Роды протекали быстро, и скоро Петал уже не могла сдерживать стоны. Бласт был в полном отчаянье. Но тут в дверь постучались. На пороге стояла та самая женщина, в которой они предположили мать Георга. Но познакомиться с которой так и не удосужились.
– Я Ида, – без предисловий начала она. И, сразу оценив ситуацию, бросилась помогать Петал. Бласт, увидев уверенные и умелые действия, возблагодарил богов.
Он совершенно потерял способность соображать, слыша сдавленные стоны жены, и вышел из дома, чтобы Петал не видела его нервической суеты. Но когда раздался требовательный детский вопль, мгновенно метнулся обратно.
Растерянная Ида протянула ему дитя и отступила. Бласт обомлел.
– Что у него с глазами? Какой ужас! Он, что, слепой?
Петал, с трудом приподнявшись на локтях, потянулась за младенцем. Она отбросила, как ненужные, пелёнки, намотанные Идой. Осмотрела его, переворачивая уверенными звериными движениями, по которым совершенно нельзя было догадаться, что это всего-навсего её первенец. И радостно засмеялась.
– Он совершенно здоровенький! – Петал лёгкими касаниями то ли обследовала тельце не перестающего вопить малыша, то ли обнюхивала его.
– Но глаза! Почему у него на глазах белые плёнки? Он, наверное, слепой! – Бласт был в отчаянье.

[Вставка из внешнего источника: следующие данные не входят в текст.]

PR #658, opened 2024-04-18
A draft PR on the removal of Algorithm classes. variant 2

ciguaran:
Same as https://github.com/blackjax-devs/blackjax/pull/657 but avoids creating an intermediate object, at the cost of not being able to call directly blackjax.hmc() and having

– Нет, он просто пошёл в мою породу. Он унаследовал глаза своего прадеда – Седого Странника. Помнишь, я рассказывала тебе о нём? – Петал украдкой, будто целуя крохотное личико, облизала его.
…Когда новорождённый малыш, уже вымытый и накормленный, заснул, они оба обратились к Иде с вопросом, мучавшим их.
– Как ты нашла нас?
– Я шла по следам от моего дома. По волчьим следам.
А ночью Бласту приснились волки.
Ничего удивительного, – убеждал он себя в полусне, – после ночной беготни в волчьем обличье – ничего удивительного! Сейчас, вот сейчас проснусь, стряхну этот сон!
Но сон не стряхивался, наоборот, количество волчьих фигур всё прирастало и прирастало.
Скоро вся степь, залитая призрачным лунным светом, пестрела фигурами сидящих волков. Они молча смотрели на него, будто ожидали чего-то…
Бласт сначала растерялся. Но потом тоже по-волчьи ощерился.
– Я вам ничего не должен! Я никуда не поеду! У меня родился сын, я должен заботиться о нём!
Тогда волчья стая …начала осыпаться.
…С тревожным низким гулом рушащегося песка утекала призрачная сетка, сотканная из сидящих зверей.
В его памяти оставались только их упорные молчаливые взгляды. И ощущение разрушения…
…И засевшая глубоко в подсознании тревога.
А, проснувшись, он узнал, что на стройке разом рухнули, будто стекли, все леса.
10
Благо, рабочих там не было, и никто не погиб.
Бласт стоял перед развалинами многодневной работы и благодарил богов за то, что всё обошлось и никто не пострадал
…из-за него. Из-за его сна!
В голове Бласта, причудливо перемешиваясь, сливалась воедино сетка рухнувших строительных конструкций и осыпающаяся волчья стая.